§ What you will do
Find out how many lines in the records have the string "updates" in them, and state only that number.

::: Supplied entries

PR #288, opened 2020-07-14
Separate add and remove tag operations for v1beta1 EKS cluster

### LINKED ISSUE #276: v1beta1 EKS Cluster cannot change the API server endpoint access from public to private
### What happened?
The v1beta1 EKS Cluster resource cannot change the API server endpoint access from public to private. 

### How can we reproduce it?
Create an EKS Cluster with public access. Attempt to change it to private.
```
      Endpoint Private Access:  true
      Endpoint Public Access:   false
```
Nothing happens.

Crossplane version: v0.11.1
provider-aws version: 1d7f738

hasheddan:

The AWS SDK has separate methods for adding and removing tags from an
EKS cluster. This updates the update method of its controller to make
separate calls for adding and removing tags.

Fixes #276 #251 

cc @janwillies 

### Checklist

I have:

### DIFF
--- a/pkg/controller/eks/cluster.go
+++ b/pkg/controller/eks/cluster.go
@@ -172,7 +172,7 @@ func (e *external) Create(ctx context.Context, mg resource.Managed) (managed.Ext
 	return managed.ExternalCreation{}, errors.Wrap(err, errCreateFailed)
 }
 
-func (e *external) Update(ctx context.Context, mg resource.Managed) (managed.ExternalUpdate, error) {
+func (e *external) Update(ctx context.Context, mg resource.Managed) (managed.ExternalUpdate, error) { // nolint:gocyclo
 	cr, ok := mg.(*v1beta1.Cluster)
 	if !ok {
 		return managed.ExternalUpdate{}, errors.New(errNotEKSCluster)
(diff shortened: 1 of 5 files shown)


pkg/clients/eks/eks.go
```diff
@@ -302,8 +302,13 @@ func IsUpToDate(p *v1beta1.ClusterParameters, cluster *eks.Cluster) (bool, error
 		}
 	}
 
+	// if a, r := awsclients.DiffTags(p.Tags, cluster.Tags); len(a) != 0 || len(r) != 0 {
+	// 	return false, nil
+	// }
+
 	return cmp.Equal(&v1beta1.ClusterParameters{}, patch, cmpopts.EquateEmpty(),
 		cmpopts.IgnoreTypes(&v1alpha1.Reference{}, &v1alpha1.Selector{}),
+		// cmpopts.IgnoreFields(v1beta1.ClusterParameters{}, "Tags"),
```
muvaf, line 311: Seems like these additions are non-functional.

pkg/controller/eks/cluster.go
```diff
@@ -188,14 +188,17 @@ func (e *external) Update(ctx context.Context, mg resource.Managed) (managed.Ext
 	if err != nil || rsp.Cluster == nil {
 		return managed.ExternalUpdate{}, errors.Wrap(err, errDescribeFailed)
 	}
+	if add, remove := awsclients.DiffTags(cr.Spec.ForProvider.Tags, rsp.Cluster.Tags); len(remove) != 0 {
+		_, err := e.client.UntagResourceRequest(&awseks.UntagResourceInput{ResourceArn: rsp.Cluster.Arn, TagKeys: remove}).Send(ctx)
+		return managed.ExternalUpdate{}, errors.Wrap(resource.Ignore(eks.IsErrorInUse, err), errAddTagsFailed)
+	} else if len(add) != 0 {
```
muvaf, line 194: Is there a specific reason for not calling Tag and Untag consecutively if needed?

pkg/clients/eks/eks.go
hasheddan: Thanks for catching this! Forgot to remove them from earlier testing.

pkg/controller/eks/cluster.go
hasheddan: Mostly because I wasn't sure if these were eventually consistent API calls, in which case I was trying to avoid trying to remove a tag and then trying to add it before it was removed. That being said, if we failed we would just try again so we could likely go ahead and call in succession. For the subsequent update calls, I think it may make sense to issue them on a separate reconcile because if the tags differ that may be the only change required. Alternatively, we could check if the tags were actually changed explicitly in `IsUpToDate`. Do you have a preference?

pkg/clients/eks/eks.go
hasheddan: Fixed :+1:

pkg/controller/eks/cluster.go
muvaf: > Mostly because I wasn't sure if these were eventually consistent API calls, in which case I was trying to avoid trying to remove a tag and then trying to add it before it was removed.

I think they block and return only if the tagging is completed. I'm not 100% sure but I haven't seen an AWS call that is not completed immediately after return of the call unless it reports that it's in progress.


I would actually prefer that at the end of the `Update` call, we are on the desired state if possible. In that case, it seems like:
```
add, remove := ...
if err := untag... {}
if err := tag ... {}
```

would work, right? The diff function populates both maps correctly from what I can tell.

hasheddan: @muvaf yep! That is correct. Do you think we should also make the other update calls on this reconcile as well?

muvaf: Do you mean not returning after these two calls are made? If so, yes, Update input generators do not include tags so it should be safe but I'm not sure what the API will return if there is no change because the sole reason of `Update` could be the tags. I don't know if that's easily possible but we can either:
* Ignore `no modification requests were made` error which says the update is already the observed state or
* check whether the resulting update input object is different than observation for each call. Something like `EnsureClusterVersion(...)` call where it first checks the diff for the inputs it's looking for and makes the actual `UpdateClusterVersionRequest` call only if there is a diff.

The latter seems safer but I feel like former one has better ROI in terms of complexity because the case where `Update` called but only one of those update calls are necessary happens but happens only once; in the next reconcile `IsUpToDate` returns `true` anyway. But if neither of the approaches are not easy to achieve right now, I'd not persist since even if `no modification requests were made` error is received, the next reconcile will clear that immediately.

hasheddan: > But if neither of the approaches are not easy to achieve right now, I'd not persist

Got a little lost in the negation here :sweat_smile: I could modify `IsUpToDate` to return multiple values to say:
- Are tags up to date?
- Is cluster version up to date?
- Is config up to date?

We would trigger `Update` on any of those being `false`, but then only make the individual update requests for the one that is not up to date. Is that aligned with your thinking?

hasheddan: @muvaf I opted for always making the cluster config update for now. tag / untag / version update will only happen when needed.

pkg/controller/eks/cluster.go
```diff
@@ -188,17 +188,25 @@ func (e *external) Update(ctx context.Context, mg resource.Managed) (managed.Ext
...
 		return managed.ExternalUpdate{}, errors.Wrap(err, errPatchCreationFailed)
 	}
-	if len(patch.Tags) > 0 {
-		_, err := e.client.TagResourceRequest(&awseks.TagResourceInput{ResourceArn: rsp.Cluster.Arn, Tags: cr.Spec.ForProvider.Tags}).Send(ctx)
-		return managed.ExternalUpdate{}, errors.Wrap(resource.Ignore(eks.IsErrorInUse, err), errAddTagsFailed)
-	}
 	if patch.Version != nil {
-		_, err := e.client.UpdateClusterVersionRequest(&awseks.UpdateClusterVersionInput{Name: awsclients.String(meta.GetExternalName(cr)), Version: patch.Version}).Send(ctx)
-		return managed.ExternalUpdate{}, errors.Wrap(resource.Ignore(eks.IsErrorInUse, err), errUpdateVersionFailed)
+		if _, err := e.client.UpdateClusterVersionRequest(&awseks.UpdateClusterVersionInput{Name: awsclients.String(meta.GetExternalName(cr)), Version: patch.Version}).Send(ctx); err != nil {
```
muvaf, line 207: If this succeeds, will the next `UpdateClusterConfigRequest` work since it'll be in `modifying` state?

hasheddan: @muvaf I am not sure. That is why I was originally returning after each call. Either way, if the update for version is still being made on the subsequent reconcile then the `UpdateClusterConfigRequest` will fail. We could just skip making any update call if the cluster is in `Modifying` state.

PR #292, opened 2020-07-22
fix make run

janwillies:

Fixes `make run` which was expecting the binary to be named `provider` instead of `provider-aws`

### Checklist

I have:


hasheddan:
@janwillies this is a really helpful fix 👍 Would you want to check and see if it is also needed for other providers?

PR #298, opened 2020-07-24
security group: remove the default egress and fix comparison issue

### LINKED ISSUE #296: SecurityGroups never finish creating
### What happened?
SecurityGroups never finish. The status Ready is always false. I have waited for quite some time and it does not seem to change. 

### How can we reproduce it?
Try this out:
```yaml
kind: SecurityGroup
metadata:
  name: foo-tester
spec:
  forProvider:
    description: A test sg to see if it can finish
    egress:
    - fromPort: -1
      ipProtocol: "-1"
      ipRanges:
      - cidrIp: 0.0.0.0/0
        description: Any IP address.
      toPort: -1
    groupName: foo-tester
    ingress:
    - fromPort: 6379
      ipProtocol: tcp
      ipRanges:
      - cidrIp: 10.101.0.0/16
        description: Just the cidr from the vpc only.
      toPort: 6379
    vpcIdRef:
      name: my-vpc
  providerRef:
    name: aws-provider
  reclaimPolicy: Delete
```

Crossplane version: 0.12.0
Provider-aws: 0.11.0

muvaf:

`SecurityGroup` creates an inital egress rule and if user's egress rule corresponds to this existing one, no change is propagated such as description so it always returned that the resource is not up-to-date. Additionally, `-1` value for `fromPort` and `toPort` is special for AWS and they return `nil` for values of those fields if you had submitted `-1` and that'd cause not up-to-date error since spec has `-1` but observed value seems to be `nil`.

Manually tested.

Fixes #296 

### Checklist

I have:

### DIFF
--- a/pkg/clients/ec2/securitygroup.go
+++ b/pkg/clients/ec2/securitygroup.go
@@ -4,6 +4,7 @@ import (
 	"context"
 	"encoding/json"
 
+	awsgo "github.com/aws/aws-sdk-go-v2/aws"
 	"github.com/aws/aws-sdk-go-v2/aws/awserr"
 	"github.com/aws/aws-sdk-go-v2/service/ec2"
 	"github.com/crossplane/crossplane-runtime/apis/core/v1alpha1"
@@ -30,6 +31,7 @@ type SecurityGroupClient interface {
 	DescribeSecurityGroupsRequest(input *ec2.DescribeSecurityGroupsInput) ec2.DescribeSecurityGroupsRequest
 	AuthorizeSecurityGroupIngressRequest(input *ec2.AuthorizeSecurityGroupIngressInput) ec2.AuthorizeSecurityGroupIngressRequest
 	AuthorizeSecurityGroupEgressRequest(input *ec2.AuthorizeSecurityGroupEgressInput) ec2.AuthorizeSecurityGroupEgressRequest
+	RevokeSecurityGroupEgressRequest(input *ec2.RevokeSecurityGroupEgressInput) ec2.RevokeSecurityGroupEgressRequest
 	CreateTagsRequest(input *ec2.CreateTagsInput) ec2.CreateTagsRequest
 }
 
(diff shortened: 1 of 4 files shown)


pkg/clients/ec2/securitygroup.go
```diff
@@ -149,6 +151,24 @@ func CreateSGPatch(in ec2.SecurityGroup, target v1beta1.SecurityGroupParameters)
 	v1beta1.SortTags(target.Tags, in.Tags)
 	LateInitializeSG(currentParams, &in)
 
+	// NOTE(muvaf): Sending -1 is sent as FromPort or ToPort is valid but the
```
hasheddan, line 154:
```suggestion
	// NOTE(muvaf): Sending -1 as FromPort or ToPort is valid but the
```

pkg/controller/ec2/securitygroup/controller.go
```diff
@@ -185,18 +186,29 @@ func (e *external) Create(ctx context.Context, mgd resource.Managed) (managed.Ex
...
 	}
-
 	meta.SetExternalName(cr, aws.StringValue(result.GroupId))
 
-	return managed.ExternalCreation{}, errors.Wrap(e.kube.Update(ctx, cr), errSpecUpdate)
+	if err := e.kube.Update(ctx, cr); err != nil {
+		return managed.ExternalCreation{}, errors.Wrap(err, errSpecUpdate)
+	}
+	// NOTE(muvaf): AWS creates an initial egress rule and there is no way to
+	// disable it with the create call. So, we revoke it right after the creation.
```
hasheddan, line 201: Should we always revoke? If the user supplies no egress rules should we assume they want the default?

muvaf: I think so. The CR is supposed to serve as the source of truth. In other cases, we'd cover that in late-init but when user does give an entry in that array the default one is not late-inited so we get into a loop of up-to-date.

Also in AWS console, that rule is populated in creation options and when you remove it and click create, you see revoke call being made in the progress bar.

hasheddan: Nice! This sounds like a reasonable solution here, thanks for explaining :)

PR #303, opened 2020-07-27
Fix nil pointer dereference in IAM referencers

hasheddan:

This fixes a potential panic with IAM referencers by making the required fields non-pointer types. Also updates required EKS fields to be non-pointer types as well.

### Checklist

I have:


apis/identity/v1alpha1/referencers.go
```diff
@@ -83,12 +82,12 @@ func (mg *IAMGroupUserMembership) ResolveReferences(ctx context.Context, c clien
 	if err != nil {
 		return err
 	}
-	mg.Spec.ForProvider.UserName = &user.ResolvedValue
+	mg.Spec.ForProvider.UserName = user.ResolvedValue
 	mg.Spec.ForProvider.UserNameRef = user.ResolvedReference
 
 	// Resolve spec.forProvider.groupName
 	group, err := r.Resolve(ctx, reference.ResolutionRequest{
-		CurrentValue: *mg.Spec.ForProvider.GroupName,
```
hasheddan, line 91: For reviewers: this (and same situation below) is the primary need for this fix. I initially thought to just use `reference.FromPtrValue` but then realized these fields should not be optional anyway.

apis/eks/v1alpha1/types.go
```diff
@@ -51,7 +51,7 @@ type NodeGroupParameters struct {
 	//
 	// ClusterName is a required field
 	// +immutable
-	ClusterName *string `json:"clusterName,omitempty"`
```
hasheddan, line 54: The EKS changes are not at risk of panic and do not actually change the generated CRD, but went ahead and fixed them while I was here.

::::::

§ Your response
2